Rep. Ted Deutch of Florida also connected Trump's public silence on the SolarWinds hack to his relationship with Putin in tweets posted on Thursday and Friday.

"It is unacceptable that the President of the United States has said nothing of a successful Russian cyber attack across multiple agencies of our govt. For 4 years, Congress has been urging him to take Russian threats seriously. Instead, he just keeps tweeting conspiracy theories," Deutch tweeted Thursday. Deutch questioned whether Trump would "acknowledge massive Russian hack" before leaving office in a separate tweet on Friday.

In his final days as POTUS, will Trump:⁰1) acknowledge massive Russian hack?⁰2) respond to Russian bounties on our troops?⁰3) disclose private meetings w Putin, after concealing interpreter’s notes⁰4) stop aiding Putin w disinfo & discord that raise doubts about our democracy

— Rep. Ted Deutch (@RepTedDeutch) December 18, 2020

On the other side of the aisle, Utah Senator Mitt Romney also criticized Trump in connection with the SolarWinds hack. A frequent critic of the president's throughout Trump's time in office, Romney described the White House's silence over the cyberattack as "inexcusable."

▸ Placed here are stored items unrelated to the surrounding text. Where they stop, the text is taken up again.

PR #1086, opened 2019-09-28
Use environment variables to dynamically set the grpc port in the golang sdk.

roberthbailey:
I wrote some code to show what option 1 from https://github.com/googleforgames/agones/issues/851#issuecomment-536127066 would look like, since it seemed like the best option to me. 

I'll add tests and do some more checking if we decide to go this route, but I've already verified:

1. The sdk / sdkserver can be set to different ports and the gameserver becomes ready
1. If you specify the env vars they get overridden
1. If you specify the env vars in a configmap using EnvFromSource they get overridden

so it seems pretty robust.

### DIFF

"The cyber hack is like Russian bombers have been repeatedly flying undetected over our entire country," Romney's statement said. The senator listed four points of concern raised by the hack, including cybersecurity weaknesses within the U.S. and the "inexcusable silence and inaction from the White House."

— Senator Mitt Romney (@SenatorRomney) December 17, 2020

"Past time for a national security re-set that prioritizes cybersecurity capabilities and defenses," Romney said.

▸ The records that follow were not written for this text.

PR #1092, opened 2019-10-02
Set the port to connect to the sdkserver based on the AGONES_SDK_GRPC_PORT environment variable

roberthbailey:
@devjgm -- looking for some feedback on the way that I'm getting the environment variable and converting it to an integer. I'm not sure whether either is proper C++ (it felt like I was writing C so I'm guessing there's a better way to do it). 

Part of https://github.com/googleforgames/agones/issues/851.

### DIFF
--- a/sdks/cpp/src/agones/sdk.cc
+++ b/sdks/cpp/src/agones/sdk.cc
@@ -20,6 +20,7 @@
 namespace agones {
 
 struct SDK::SDKImpl {
+  std::string host_;
   std::shared_ptr<grpc::Channel> channel_;
   std::unique_ptr<agones::dev::sdk::SDK::Stub> stub_;
   std::unique_ptr<grpc::ClientWriter<agones::dev::sdk::Empty>> health_;
@@ -27,8 +28,10 @@ struct SDK::SDKImpl {
 };
 
 SDK::SDK() : pimpl_{std::make_unique<SDKImpl>()} {
-  pimpl_->channel_ = grpc::CreateChannel("localhost:59357",
-                                         grpc::InsecureChannelCredentials());
+  const char* port = std::getenv("AGONES_SDK_GRPC_PORT");
+  pimpl_->host_ = std::string("localhost:") + (port ? port : "59357");
+  pimpl_->channel_ =
+      grpc::CreateChannel(pimpl_->host_, grpc::InsecureChannelCredentials());
 }
 
 SDK::~SDK() {}
@@ -37,6 +40,8 @@ bool SDK::Connect() {
   if (!pimpl_->channel_->WaitForConnected(
           gpr_time_add(gpr_now(GPR_CLOCK_REALTIME),
                        gpr_time_from_seconds(30, GPR_TIMESPAN)))) {
+    std::cerr << "Could not connect to the sidecar at " << pimpl_->host_
+              << ".\n";
     return false;
   }
 
--- a/examples/cpp-simple/server.cc
+++ b/examples/cpp-simple/server.cc
@@ -50,7 +50,7 @@ int main() {
 
   std::cout << "Attempting to connect...\n" << std::flush;
   if (!sdk->Connect()) {
-    std::cerr << "Could not connect to the sidecar. Exiting!\n";
+    std::cerr << "Exiting!\n";
     return -1;
   }
   std::cout << "...handshake complete.\n" << std::flush;


sdks/cpp/src/agones/sdk.cc
```diff
@@ -26,8 +28,33 @@ struct SDK::SDKImpl {
   std::unique_ptr<grpc::ClientContext> health_context_;
 };
 
+std::string port() {
```
devjgm: I think the use of `std::getenv()` here is good. For parsing strings to numbers you generally want to use something like `std::strtoll` rather than `sscanf`, unless you're parsing a complicated string.

However, in this case, I slightly question the need to parse and validate the port number, then just to turn it back into a string again. My suggest would be to always use the value in the env var if present, otherwise use the default. Something like:

```cc
namespace {
std::string GetPort() {
  const char* port = std::getenv("AGONES_SDK_GRPC_PORT");
  return port ? port : "5937";
}
}  // namespace
```

What do you think?

roberthbailey: The advantage of the current code is that if you pass an invalid value for the port (not a number or a number that isn't a valid port number to bind to) then you get both an error message and a client that attempts to connect to the default port:

```
$ docker run -e AGONES_SDK_GRPC_PORT=sathoeu gcr.io/robertbailey-agones/cpp-simple-server:0.10
C++ Game Server has started!
Getting the instance of the SDK.
Attempting to connect...
Unable to parse 'sathoeu' defined in AGONES_SDK_GRPC_PORT into an integer
```

With your suggestion, I get:

```
$ docker run -e AGONES_SDK_GRPC_PORT=stahou gcr.io/robertbailey-agones/cpp-simple-server:0.10
C++ Game Server has started!
Getting the instance of the SDK.
Attempting to connect...
Could not connect to the sidecar. Exiting!
```

roberthbailey: I've replaced `sscanf` with `std::strtoll` but I think that having the extra parsing (and error messages), while much more verbose than your suggestion (which also works) is a better experience for anyone trying to debug connection issues between their game and the sdkserver sidecar container. In practice, this shouldn't actually happen, so maybe it's just me overtraining on my attempts to debug this while testing modifying port numbers, and it's more code to maintain, so if you feel strongly then I'm happy to acquiesce.

sdks/cpp/src/agones/sdk.cc
```diff
@@ -26,8 +28,33 @@ struct SDK::SDKImpl {
...
+  const std::string default_grpc_port = "59357";
+  const char* env_port = std::getenv("AGONES_SDK_GRPC_PORT");
+  if (env_port == 0) {
```
devjgm: Points should be compared to `nullptr`.

sdks/cpp/src/agones/sdk.cc
```diff
@@ -26,8 +28,33 @@ struct SDK::SDKImpl {
...
+    std::cerr << "Environment variable AGONES_SDK_GRPC_PORT not defined, using "
```
devjgm: I don't think this is an error case. I suggest removing this error log.

sdks/cpp/src/agones/sdk.cc
```diff
@@ -26,8 +28,33 @@ struct SDK::SDKImpl {
...
+                 "default port "
+              << default_grpc_port << "\n";
+    return default_grpc_port;
+  }
+  char* end;
+  long port = std::strtoll(env_port, &end, 10);
+  if (env_port == end) {
```
devjgm: I think this also needs to look at `errno` to do proper error checking.

sdks/cpp/src/agones/sdk.cc
devjgm: OK. I've made some comments below in case you want to keep this port validation code. Of course, I'll approve with this.

But I will try to clarify why I think this is a mistake.

1. This function isn't using the port, so I claim this is the wrong place to do any verification of the port. Does this function know *how* the port is going to be used? Is this function *sure* that the port must be a number and not, say, an alphanumeric service name (like from `/etc/services`), or something else? This function is enforcing some policy about what makes a valid port number without any knowledge of what that policy should or needs to be.

2. Validating the port number here is non-trivial. A 20-line function is more likely to have bugs than is a 2-line function.

The code that *should* validate the port number is the code that actually uses it. If an invalid port number is given, does `grpc::CreateChannels` return an error (or nullptr)? If so, that's where and how we should report the error.

In your example above that prints "Could not connect to the sidecar", can *that* error message simply include the grpc target it was trying to connect to? For example, if it said "Could not connect to the sidecar at 127.0.0.1:stahou" that would make it clear to the user what the problem is.

devjgm: The C++ Style guide says that this function name should start with a capital letter and likely have some verb in it. So I'd suggest `GetPort` or `LookupPort` or something like that.

roberthbailey: Maybe it isn't the best SDK design, but the `Connect` function just returns a boolean (success or failure) and doesn't log any sort of error message (the client can if they want to, which is what we see here). The address that is being connected to is opaque to the client, and the client has no way to know what address to add to the log message. 

The reason I added the output with your suggestion is to show that (a) `grpc::CreateChannels` successfully creates a "channel" to `127.0.0.1:stahou` and (b) `channel_->WaitForConnected` attempts to connect and just times out. 

I added the extra error message because we happen to know that in our case the thing we are connecting to is a port on localhost. Since we know more information about the endpoint than the libraries, we can add validation and error messages that the libraries can't (they probably do work with an alphanumeric service name since they are designed to be more flexible). 

In practice, this should only be an issue for people trying to run things manually outside of agones, so I think adding an error message from inside the `Connect` function might be the simplest thing to do (rather than adding error messages inside of the constructor). 

Here's what the output (from the simple server) looks like after this change:

```
$ docker run --net host -e AGONES_SDK_GRPC_PORT=3344aaa  gcr.io/robertbailey-agones/cpp-simple-server:0.10
C++ Game Server has started!
Getting the instance of the SDK.
Attempting to connect...
Could not connect to the sidecar at localhost:3344aaa.
Exiting!
```

sdks/cpp/src/agones/sdk.cc
```diff
@@ -20,15 +20,18 @@
...
   std::unique_ptr<agones::dev::sdk::SDK::Stub> stub_;
   std::unique_ptr<grpc::ClientWriter<agones::dev::sdk::Empty>> health_;
   std::unique_ptr<grpc::ClientContext> health_context_;
 };
 
 SDK::SDK() : pimpl_{std::make_unique<SDKImpl>()} {
-  pimpl_->channel_ = grpc::CreateChannel("localhost:59357",
-                                         grpc::InsecureChannelCredentials());
+  const char* port = std::getenv("AGONES_SDK_GRPC_PORT");
+  pimpl_->host_ = "localhost:" + (port ? std::string(port) : "5937");
```
devjgm: Nit: It might be nice to pull the `std::string` construction outside the ternary expression. Consider this 

```cc
piple_->host_ = std::string("localhost:") + (port ? port : "59357");
```

devjgm: "5937" may be a typo?

roberthbailey: Yes. Fixed.

roberthbailey: done.

roberthbailey:
/assign @pooneh-m 

(for approval, since @devjgm already lgtm'd it)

Other Republicans voiced a need for retaliation but did not mention Trump specifically.

"The methods used to carry out the cyberhack are consistent with Russian cyber operations. But it's crucial we have complete certainty about who is behind this," Florida Senator Marco Rubio tweeted Friday. "We can't afford to be wrong on attribution, because America must retaliate, and not just with sanctions."

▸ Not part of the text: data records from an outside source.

PR #1093, opened 2019-10-02
Use an environment variable to dynamically set the grpc port in the nodejs sdk

roberthbailey:
/assign @steven-supersolid

Part of #851.

### DIFF
--- a/sdks/nodejs/src/agonesSDK.js
+++ b/sdks/nodejs/src/agonesSDK.js
@@ -19,9 +19,28 @@ const services = require('../lib/sdk_grpc_pb');
 
 class AgonesSDK {
 	constructor() {
-		this.client = new services.SDKClient('localhost:59357', grpc.credentials.createInsecure());
+		this.client = new services.SDKClient('localhost:'+this.port, grpc.credentials.createInsecure());
 		this.healthStream = undefined;
 		this.emitters = [];
+	}
+
+	get port() {
+		const defaultPort = '59357';
+		const port = process.env.AGONES_SDK_GRPC_PORT;
+		if (port === undefined) {
+			console.log(`Environment variable AGONES_SDK_GRPC_PORT not defined, using default port ${defaultPort}`);
+			return defaultPort;
+		}
+		const portNum = parseInt(port, 10);
+		if (isNaN(portNum)) {
+			console.log(`Unable to parse '${port}' defined in AGONES_SDK_GRPC_PORT into an integer`);
+			return defaultPort;
+		}
+		if (portNum < 1 || portNum > 65535) {
+			console.log(`Invalid port ${portNum} defined in AGONES_SDK_GRPC_PORT. It must be between 1 and 65535`);
+			return defaultPort;
+		}
+		return port;
 	}
 
 	async connect() {
@@ -32,7 +51,7 @@ class AgonesSDK {
 				} else {
 					resolve();
 				}
-			})
+			});
 		});
 	}
 
--- a/sdks/nodejs/spec/agonesSDK.spec.js
+++ b/sdks/nodejs/spec/agonesSDK.spec.js
@@ -26,6 +26,37 @@ describe('agones', () => {
 		agonesSDK = new AgonesSDK();
 	});
 
+	describe('port', () => {
+		it('returns the default port if $AGONES_SDK_GRPC_PORT is not defined', async () => {
+			let port = agonesSDK.port;
+			expect(port).toEqual('59357');
+		});
+
+		it('returns the default port if $AGONES_SDK_GRPC_PORT is not an integer', async () => {
+			process.env.AGONES_SDK_GRPC_PORT = "random string";
+			let port = agonesSDK.port;
+			expect(port).toEqual('59357');
+		});
+
+		it('returns the default port if $AGONES_SDK_GRPC_PORT is to large of an integer', async () => {
+			process.env.AGONES_SDK_GRPC_PORT = '4455667788';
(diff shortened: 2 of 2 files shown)


sdks/nodejs/src/agonesSDK.js
```diff
@@ -19,7 +19,26 @@ const services = require('../lib/sdk_grpc_pb');
 
 class AgonesSDK {
 	constructor() {
-		this.client = new services.SDKClient('localhost:59357', grpc.credentials.createInsecure());
+		function port() {
```
steven-supersolid: I would consider moving this to a method to make it easier to test.
Either way we should add a test to maintain code coverage

sdks/nodejs/src/agonesSDK.js
```diff
@@ -19,7 +19,26 @@ const services = require('../lib/sdk_grpc_pb');
...
+			const defaultPort = 59357;
+			const port = process.env.AGONES_SDK_GRPC_PORT;
+			if (port === undefined) {
+				console.log("Environment variable AGONES_SDK_GRPC_PORT not defined, using default port ${defaultPort}");
```
steven-supersolid: I think the linter should fix the quotes here to avoid having mixed quotes. If you run `npm run lint` that should do the trick.
It would be worth thinking about running lint and tests/coverage automatically

sdks/nodejs/src/agonesSDK.js
```diff
@@ -19,7 +19,26 @@ const services = require('../lib/sdk_grpc_pb');
...
+				return defaultPort;
+			}
+			const portNum = parseInt(port, 10);
+			if (isNaN(portNum)) {
+				console.log("Unable to parse ${port} defined in AGONES_SDK_GRPC_PORT into an integer\n");
```
steven-supersolid: Nit: No \n required in console.log as it already includes a newline

sdks/nodejs/src/agonesSDK.js
steven-supersolid: Actually I think you may have intended to use a backquote here in order to use variable substitution

sdks/nodejs/src/agonesSDK.js
roberthbailey: I've moved it to a separate method. I thought doing it inline was cute since it reduced scope, but maintaining test coverage is definitely more important.

sdks/nodejs/src/agonesSDK.js
roberthbailey: I've switched to backticks and also added single quotes around the string to make it stand out more in the console output.

sdks/nodejs/src/agonesSDK.js
roberthbailey: Thanks for catching this (I'd fixed it in one of the lines but not the other two).

roberthbailey:
The build failed fetching kubectl:

```
The command '/bin/sh -c curl -LO https://storage.googleapis.com/kubernetes-release/release/v${KUBECTL_VER}/bin/linux/amd64/kubectl &&     chmod go+rx ./kubectl &&     mv ./kubectl /usr/local/bin/kubectl' returned a non-zero code: 56
```

Restarting it.

roberthbailey:
@steven-supersolid - not sure when you are going to be back, but I'm hoping we can get this one in prior to the 1.1 release.

sdks/nodejs/src/agonesSDK.js
```diff
@@ -19,11 +19,30 @@ const services = require('../lib/sdk_grpc_pb');
 
 class AgonesSDK {
 	constructor() {
-		this.client = new services.SDKClient('localhost:59357', grpc.credentials.createInsecure());
+		this.client = new services.SDKClient('localhost:'+this.port(), grpc.credentials.createInsecure());
 		this.healthStream = undefined;
 		this.emitters = [];
 	}
 
+	port() {
```
steven-supersolid: Minor but I tend to use a name like `getPort()` for this or you could convert the method to a getter `get port()` which would then be used as `this.port`. The current name implies to me that an action called `port()` is being performed.

steven-supersolid:
Minor comment and perhaps down to personal preference but LGTM apart from that!

sdks/nodejs/src/agonesSDK.js
roberthbailey: Thanks for the advice. I've changed it to a getter and updated the tests as well.

roberthbailey:
/assign @pooneh-m 

Can you take a look as an approver given the LGTM from @steven-supersolid above? Thanks!

sdks/nodejs/src/agonesSDK.js
```diff
@@ -19,11 +19,30 @@ const services = require('../lib/sdk_grpc_pb');
...
 class AgonesSDK {
 	constructor() {
-		this.client = new services.SDKClient('localhost:59357', grpc.credentials.createInsecure());
+		this.client = new services.SDKClient('localhost:'+this.port, grpc.credentials.createInsecure());
 		this.healthStream = undefined;
 		this.emitters = [];
 	}
 
+	get port() {
+		const defaultPort = '59357';
```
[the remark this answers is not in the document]
roberthbailey: The default port is left in for backwards compatibility. If you use a newer SDK (1.1+) with an older version of Agones (1.0), then the agones controller will not set the environment variable and it would be nice if the sidecar didn't crash. 

We can go back through at some point and remove the defaults, but I think for now we need to leave them in.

Members of the GOP serving on the House Armed Services Committee also issued a statement Friday calling upon the U.S. to respond "without delay."

Reuters first reported about the SolarWinds hack on Sunday. In a Monday U.S. Securities and Exchange Commission filing, SolarWinds said it alerted 33,000 of its customers about the cyberattack and believed fewer than 18,000 may have been compromised. The attack affected some customers who downloaded or updated Orion products between March and June of this year, the company said in its filing. Several federal agencies—including the State Department, the Department of Homeland Security, the Commerce Department, the Treasury Department and parts of the Pentagon—are believed to be among the SolarWinds customers impacted in the attack, according to The New York Times.

Though Trump has not publicly commented on the SolarWinds hack, White House Press Secretary Kayleigh McEnany responded to a reporter's query about the cyberattack earlier this week.

"We're taking all necessary steps to identify and remedy any possible issues related to the situation," McEnany said Tuesday. She referenced an earlier directive from the Cybersecurity and Infrastructure Security Agency, which told all federal civilian agencies to shut down their Orion products immediately following reports of the breach.

"We are taking a hard look on this and, obviously, take any sort of cyber hacks very seriously," McEnany continued.

Newsweek reached out to the White House for comment but did not receive a response in time for publication.